12. Lyndon B. Johnson et l'économie
Johnson a un jour déclaré avec ironie que la seule différence entre un philosophe et un cannibale, c’est que le cannibale, lui, mange réellement ses amis. Bien qu’il ait voulu faire preuve d’esprit à propos de la politique à Washington, cette image était plus macabre que nécessaire. C’est le genre d’humour noir qui passe mieux en privé.
13. La confession sincère de Jimmy Carter
Au cours d’une interview très franche, Carter a admis avoir « convoité dans son cœur » à de nombreuses reprises au cours de sa vie. Une telle franchise sur ses pensées intimes était un peu trop difficile à accepter pour le public à l’époque. Cela a eu un impact considérable sur l’opinion publique.
14. George H.W. Bush et le brocoli
On se souvient que Bush avait utilisé son pouvoir exécutif pour déclarer qu’il était le président et qu’il ne mangerait plus de brocolis. Ce moment drôle et attachant l’avait fait passer pour un enfant têtu refusant de finir son dîner. Les producteurs de brocolis n’étaient pas vraiment ravis de cette publicité négative.
15. Les derniers conseils de James Buchanan
Au moment de quitter ses fonctions pour céder la place à Abraham Lincoln, Buchanan a déclaré à son successeur que si Lincoln était aussi heureux d’entrer à la Maison Blanche que lui-même l’était d’en partir, il serait alors un homme comblé. En substance, Buchanan manifestait ainsi peu d’enthousiasme pour cette fonction à un moment crucial de l’histoire.

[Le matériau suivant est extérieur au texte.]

PR #102, opened 2016-02-08
YD-165 implement goals controller, YD-46 embed goals in user

aristotelos:
Updating of goals not supported yet

### DIFF
--- a/appservice/src/intTest/groovy/nu/yona/server/AbstractAppServiceIntegrationTest.groovy
+++ b/appservice/src/intTest/groovy/nu/yona/server/AbstractAppServiceIntegrationTest.groovy
@@ -33,22 +33,20 @@ abstract class AbstractAppServiceIntegrationTest extends Specification
 	def addRichard()
 	{
 		def richard = appService.addUser(appService.&assertUserCreationResponseDetails, "R i c h a r d", "Richard", "Quinn", "RQ",
-				"+$timestamp", ["Nexus 6"], [
-					BudgetGoal.createNoGoInstance("news"),
-					BudgetGoal.createNoGoInstance("gambling")
-				])
+				"+$timestamp", ["Nexus 6"])
 		appService.confirmMobileNumber(appService.&assertResponseStatusSuccess, richard)
+		appService.addBudgetGoal(richard, BudgetGoal.createNoGoInstance("news"))
+		appService.addBudgetGoal(richard, BudgetGoal.createNoGoInstance("gambling"))
 		return richard
 	}
 
 	def addBob()
 	{
 		def bob = appService.addUser(appService.&assertUserCreationResponseDetails, "B o b", "Bob", "Dunn", "BD",
-				"+$timestamp", ["iPhone 5"], [
-					BudgetGoal.createNoGoInstance("news"),
-					BudgetGoal.createNoGoInstance("gambling")
-				])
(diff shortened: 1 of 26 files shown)


appservice/src/intTest/groovy/nu/yona/server/AbstractAppServiceIntegrationTest.groovy
```diff
@@ -33,22 +33,20 @@ abstract class AbstractAppServiceIntegrationTest extends Specification
...
 	{
 		def richard = appService.addUser(appService.&assertUserCreationResponseDetails, "R i c h a r d", "Richard", "Quinn", "RQ",
-				"+$timestamp", ["Nexus 6"], [
-					BudgetGoal.createNoGoInstance("news"),
-					BudgetGoal.createNoGoInstance("gambling")
-				])
+				"+$timestamp", ["Nexus 6"])
 		appService.confirmMobileNumber(appService.&assertResponseStatusSuccess, richard)
+		appService.addBudgetGoal(richard, BudgetGoal.createNoGoInstance("news"))
+		appService.addBudgetGoal(richard, BudgetGoal.createNoGoInstance("gambling"))
```
Bert-R: Thanks for choosing this approach. The earlier "inline" approach where the goals were given during user creation was just a convenience. This is indeed the way to go.

appservice/src/intTest/groovy/nu/yona/server/CreateUserOnBuddyRequestTest.groovy
```diff
@@ -94,7 +92,7 @@ class CreateUserOnBuddyRequestTest extends AbstractAppServiceIntegrationTest
 		response.responseData.nickname == newNickname
 		response.responseData.devices.size() == 1
 		response.responseData.devices[0] == "iPhone 6"
-		response.responseData.goals.size() == 0 //TODO: updating of goals is not yet supported
+		//response.responseData._embedded._budgetGoals.size() == 0 //TODO: updating of goals is not yet supported
```
Bert-R: Why is this commented? I would expect Bob to still have zero goals, so this line can be written as 
```
!response.responseData._embedded?._budgetGoals?.size
```

appservice/src/intTest/groovy/nu/yona/server/AbstractAppServiceIntegrationTest.groovy
aristotelos: There was no other way actually to do this nicely with HAL. At least Spring cannot deserialize a JSON object containing _embedded items I guess :)

Bert-R: I want to give that a try later. I'm still hopeful :)

Bert-R:
Besides one comment on ``CreateUserOnBuddyRequestTest``, it's fine with me.

appservice/src/intTest/groovy/nu/yona/server/CreateUserOnBuddyRequestTest.groovy
aristotelos: Agreed, thanks for the suggestion

aristotelos:
Thanks for the fast review! Have fixed the TODO.

PR #103, opened 2016-02-08
YD-165 Fixed broken test!

aristotelos:


aristotelos:
The test was in analysis service, while I only tested the app service integration tests. Shame on me!

Bert-R:
I did a direct commit to fix the test.

PR #105, opened 2016-02-09
YD-174 add collection links

aristotelos:
Checked all _embedded resources, and refactored the embedded buddies to a collection resource.
Next step is to use curies to make these links custom, I propose that this is picked up together with YD-172 or otherwise this task can remain open.

### DIFF
--- a/core/src/testUtils/groovy/nu/yona/server/test/User.groovy
+++ b/core/src/testUtils/groovy/nu/yona/server/test/User.groovy
@@ -50,9 +50,9 @@ class User
 		{
 			this.nickname = json.nickname
 
-			this.buddies = (json._embedded?.buddies && json._embedded.buddies._embedded) ? json._embedded.buddies._embedded.buddies.collect{new Buddy(it)} : []
+			this.buddies = (json._embedded?.buddies?._embedded) ? json._embedded.buddies._embedded.buddies.collect{new Buddy(it)} : []
 			this.devices = json.devices.collect{"$it"}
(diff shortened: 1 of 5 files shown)


core/src/testUtils/groovy/nu/yona/server/test/User.groovy
```diff
@@ -50,7 +50,7 @@ class User
 		{
 			this.nickname = json.nickname
 
-			this.buddies = (json._embedded?.buddies) ? json._embedded.buddies.collect{new Buddy(it)} : []
+			this.buddies = (json._embedded?.buddies && json._embedded.buddies._embedded) ? json._embedded.buddies._embedded.buddies.collect{new Buddy(it)} : []
```
Bert-R: This can be written simpler:
```
this.buddies = (json._embedded?.buddies?._embedded) ? json._embedded.buddies._embedded.buddies.collect{new Buddy(it)} : []
```

Bert-R: The work in this PR is good, but it is not addressing the JIRA issue yet, so I prefer to keep it open. Once YD-172 is done, this ticket can be taken on again to add the requested links.

aristotelos: OK no problem, I will move it to Open again.

aristotelos: Simplified the mentioned line

aristotelos:
Will move the task to Open again

Bert-R:
OK. Will merge this one after the current build is complete.

PR #106, opened 2016-02-09
YD-62 Transfering direct messages to anonymous on get

aristotelos:
Following implementation suggestion of @Bert-R


Bert-R:
I've merged the change set.
You plan to do the rename from "anonymous messages" to just "messages" (on REST API level) as a next step, right?

aristotelos:
Hmm, that can be done. I was hesitating because I thought there might still
be a POST to /user/x/messages/direct/ to send a direct message. What do you
think?

Bert-R:
We're currently not supporting post on these URLs. The buddy-to-buddy messaging will be implemented in a different way. The /messages URL of a user needs the device password of that user, so it's not possible to post for someone else.

PR #283, opened 2016-12-17
YD-393 Added support for long URLs

Bert-R:
Along with this, added version info, so we can enhance the crypto mechanism over time.


core/src/main/java/nu/yona/server/crypto/CryptoSession.java
```diff
@@ -136,36 +129,34 @@ public static CryptoSession getCurrent()
...
 
-	private SecretKey getSecretKey(char[] password)
+	private static SecretKey getSecretKey(String password)
 	{
 		try
 		{
-			SecretKeyFactory factory = SecretKeyFactory.getInstance("PBKDF2WithHmacSHA256");
-			KeySpec spec = new PBEKeySpec(password, SALT, 65536, 128);
+			SecretKeyFactory factory = SecretKeyFactory.getInstance(SECRET_KEY_ALGORITHM);
+			KeySpec spec = new PBEKeySpec(password.toCharArray(), SALT, 65536, SECRET_KEY_LENGTH_BITS);
```
aristotelos: Why do you use so many (65536) iterations? Some recommendations on the number are [here](http://security.stackexchange.com/questions/3959/recommended-of-iterations-when-using-pkbdf2-sha256), but I think we should make this less because it is used very often and the password has a high entropy. Would a low number of iterations (e.g. 100) not be enough?

core/src/main/java/nu/yona/server/crypto/CryptoSession.java
```diff
@@ -30,21 +28,16 @@
...
-	}
-
-	public interface VoidPredicate
-	{
-		boolean test();
-	}
+	private static final String SECRET_KEY_ALGORITHM = "PBKDF2WithHmacSHA256";
+	private static final int SECRET_KEY_LENGTH_BITS = 128;
+	/**
+	 * As we are using secure random passwords, a fixed salt suffices.
```
aristotelos: You could as a hacker try a lot of random passwords with this fixed salt appended. The chance that you hit a match is low. But it is higher than trying to find a combination of user ID and password. So I think it is acceptible but decreases security a little.

core/src/main/java/nu/yona/server/crypto/CryptoSession.java
```diff
@@ -30,21 +28,16 @@
...
+	 */
+	private static final byte[] SALT = "0123456789012345".getBytes();
```
aristotelos: Maybe good to give this a more speaking name `SECRET_KEY_SALT`.

appservice/src/intTest/groovy/nu/yona/server/BasicBuddyTest.groovy
```diff
@@ -382,6 +380,46 @@ class BasicBuddyTest extends AbstractAppServiceIntegrationTest
 		appService.deleteUser(bob)
 	}
 
+	def 'Goal conflict of Richard with an 2k long URL is reported to Richard and Bob'()
```
Bert-R: It'll fail, probably with a vague error message. However, such extremely long URLs are very unusual. [According to Stack Overflow](http://stackoverflow.com/questions/417142/what-is-the-maximum-length-of-a-url-in-different-browsers), the defacto limit is 2000 characters. Because of that, I didn't want to invest time in being nice in such cases.

core/src/main/java/nu/yona/server/crypto/CryptoSession.java
Bert-R: The value of the salt is that passwords automatically become complex and to ensure that two identical passwords to encrypt the same data deliver different results. Given that we use long random passwords, the salts do not add value. If we would use varying salts, we would need to store the salt along with the data, thus bloating it (even more).

core/src/main/java/nu/yona/server/crypto/CryptoSession.java
Bert-R: It's a private static inside ``CryptoSession``, so what else can it be? Salt is the common crypto term.

core/src/main/java/nu/yona/server/crypto/CryptoSession.java
Bert-R: This I'm not sure of. [Wikipedia](https://en.wikipedia.org/wiki/Key_derivation_function) talks about  "often tens or hundreds of thousands". Given our random passwords, it might be sufficient to go down. However, given that the performance tests till now indicate that we're fast enough, I'd rather not go down (this number is there since the first version).

I still intend to a security expert to review our solution. We have one in our network that already offered to look into it.

appservice/src/intTest/groovy/nu/yona/server/BasicBuddyTest.groovy
aristotelos: The post gives an advice to stay under 2000 characters because of search engine preferences and old IE versions. However, all modern browsers seem to support 8192 or more characters. So I would like that it is truncated.

core/src/main/java/nu/yona/server/crypto/CryptoSession.java
aristotelos: But it is not used for encryption, it is used for generating a secret key out of a password using a hashing method, isn't it?

core/src/main/java/nu/yona/server/crypto/CryptoSession.java
aristotelos: Usually password hashing is only used at login or changing user password. We use it at every `CryptoSession` which is almost all app requests. So that is why I think it could be a costlier situation for us than for others. But still, it may take only milliseconds, I have not measured it yet :).

appservice/src/intTest/groovy/nu/yona/server/BasicBuddyTest.groovy
Bert-R: OK, will do.

core/src/main/java/nu/yona/server/crypto/CryptoSession.java
Bert-R: Indeed, salts are used for to generate the secret key, but that's what salts are for.

core/src/main/java/nu/yona/server/crypto/CryptoSession.java
Bert-R: Fair point. I'm already working on an optimization, for the scenario where we're using the key just once.

Bert-R: See also [my question on StackOverflow](http://stackoverflow.com/questions/41306171/are-iterations-and-a-salt-necessary-when-using-random-password-with-pbekeyspec).

Bert-R:
Pushed an update. The test execution is a lot faster now.
With my first build (using 65536 iterations) it took 10:34. Then I split the iteration counts: 65536 for the user key and 1000 for the per message key. That brought it down to 8:15. Then reduced to what's in the current PR: 1000/100. This brought it down to 3:47.

analysisservice/src/main/java/nu/yona/server/analysis/service/AnalysisEngineService.java
```diff
@@ -79,6 +80,10 @@ public void analyze(UUID userAnonymizedId, AppActivityDto appActivities)
 	@Transactional
 	public void analyze(UUID userAnonymizedId, NetworkActivityDto networkActivity)
 	{
+		if (networkActivity.getUrl().length() > MAX_SUPPORTED_URL_LENGTH)
```
aristotelos: Why not truncate it? Wouldn't that be better for analysis?

Bert-R:
With this length, I'd rather think someone is trying to fool us.

Bert-R:
There is one more step I want to take: have the server create the password when the user is created, so we can ensure it's done the right way.

PR #284, opened 2016-12-23
YD-384 Use autoincrement IDs for (Interval)Activity

Bert-R:


Bert-R:
I'll use the same branch to use autoincrement IDs for messages too.

core/src/main/java/nu/yona/server/analysis/entities/WeekActivity.java
```diff
@@ -84,11 +82,13 @@ public void addDayActivity(DayActivity dayActivity)
 			throw new IllegalStateException("Week is already full (" + dayActivities.size() + " days present)");
 		}
 
+		dayActivity.setWeekActivity(this);
 		dayActivities.add(dayActivity);
 	}
 
 	public void removeAllDayActivities()
 	{
+		dayActivities.forEach(da -> da.setWeekActivity(null));
```
aristotelos: I guess this has to do with the orphan removal. Why do you not just call delete on the `DayActivityRepository`?

Bert-R: Indeed, the deletion is taken care of through orphan removal. I believe I had an issue calling delete directly, but I'm not entirely sure. Do you believe it's worthwhile retesting that? I expect it to be identical in performance.

aristotelos: Well, the delete is implicit here, so you can leave it with this but then you should maybe add a comment that this works because of orphan removal. It doesn't matter much.

PR #285, opened 2017-01-02
YD-384 use autoincrement IDs for messages

Bert-R:


core/src/main/java/nu/yona/server/messaging/entities/MessageDestination.java
```diff
@@ -107,10 +114,11 @@ private PublicKey loadPublicKey()
 		return publicKey;
 	}
 
-	public void removeMessagesFromUser(UUID sentByUserAnonymizedId)
+	public List<Message> removeMessagesFromUser(UUID sentByUserAnonymizedId)
```
aristotelos: This does not execute a remove any more. Please rename the method.

core/src/main/java/nu/yona/server/messaging/service/BuddyMessageDto.java
```diff
@@ -41,6 +43,17 @@ public String getMessage()
 	public static abstract class Manager extends MessageDto.Manager
 	{
 		@Override
+		protected Optional<UUID> getSenderUserAnonymizedId(UserDto actingUser, Message messageEntity)
+		{
+			BuddyMessage buddyMessageEntity = (BuddyMessage) messageEntity;
+			if (actingUser.getId().equals(buddyMessageEntity.getSenderUserId()))
```
aristotelos: Why has this changed?

core/src/main/java/nu/yona/server/messaging/service/MessageService.java
```diff
@@ -238,7 +238,13 @@ public void sendMessage(Message message, MessageDestinationDto destination)
 	{
 		MessageDestination destinationEntity = MessageDestination.getRepository().findOne(destination.getId());
 		destinationEntity.send(message);
-		MessageDestination.getRepository().save(destinationEntity);
+		MessageDestination.getRepository().saveAndFlush(destinationEntity);
```
aristotelos: Please add a comment why the flush is necessary.

core/src/main/java/nu/yona/server/messaging/service/MessageService.java
```diff
@@ -238,7 +238,13 @@ public void sendMessage(Message message, MessageDestinationDto destination)
...
+	}
+
+	@Transactional
+	public void sendMessage(Message message, MessageDestination destinationEntity)
```
aristotelos: It is a bit confusing that this method does not call a flush on the `MessageDestination` repostitory as the other `sendMessage` method above. Maybe we should rename one of both?

core/src/main/java/nu/yona/server/messaging/service/MessageService.java
```diff
@@ -250,8 +256,11 @@ public void removeMessagesFromUser(MessageDestinationDto destination, UUID sentB
 		}
 
 		MessageDestination destinationEntity = MessageDestination.getRepository().findOne(destination.getId());
-		destinationEntity.removeMessagesFromUser(sentByUserAnonymizedId);
-		MessageDestination.getRepository().save(destinationEntity);
+		List<Message> messages = destinationEntity.removeMessagesFromUser(sentByUserAnonymizedId);
+		messages.stream().forEach(m -> m.clearThreadHeadSelfReference());
```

16. Richard Nixon et la légalité
Dans une célèbre interview donnée après sa démission, Nixon a laissé entendre que lorsque le président agit ainsi, cela signifie que ce n’est pas illégal. Cette vision déformée du droit n’a pas contribué à renforcer sa réputation d’homme respectueux de la Constitution. Cette citation est souvent évoquée comme un exemple d’abus de pouvoir de la part de l’exécutif.
17. La promotion fortuite de John Tyler
Après le décès de William Henry Harrison, un mois seulement après son entrée en fonction, Tyler se qualifia lui-même d’« heureux hasard » dans le grand schéma de l’histoire américaine. La plupart des gens à sa place auraient cherché à paraître plus autoritaires, mais lui a choisi de mettre en avant le fait qu’on ne s’attendait pas à ce qu’il occupe ce poste.
18. Grover Cleveland sur le rôle de père
Confrontée à un scandale concernant un enfant né hors mariage, l’équipe de campagne de Cleveland n’a pas nié les faits, mais l’a plutôt encouragé à dire la vérité. Sa réponse fut un simple « Dis la vérité ». Ce fut une initiative rafraîchissante, mais inattendue pour un homme politique de l’époque. Bien qu’il ne s’agisse pas vraiment d’une gaffe, cette affaire se distingue par la manière dont la situation a été gérée.
19. Theodore Roosevelt à propos de sa fille
Roosevelt a un jour déclaré avec un soupir qu’il pouvait soit diriger le pays, soit contrôler sa fille Alice, mais qu’il ne pouvait certainement pas faire les deux. C’est un aveu plein d’humour qui montre que même un homme qui chassait le gros gibier et commandait les Rough Riders pouvait se retrouver face à une adolescente rebelle. Beaucoup de parents peuvent sans doute s’y reconnaître.
20. La réflexion de Martin Van Buren
Van Buren a un jour déclaré qu’en ce qui concerne la présidence, les deux jours les plus heureux de sa vie avaient été ceux de son entrée en fonction et de son départ. Cela donne une image quelque peu sombre de son mandat. On peut se demander si quelqu’un apprécie vraiment ce poste une fois qu’il a pris ses fonctions à la Maison Blanche.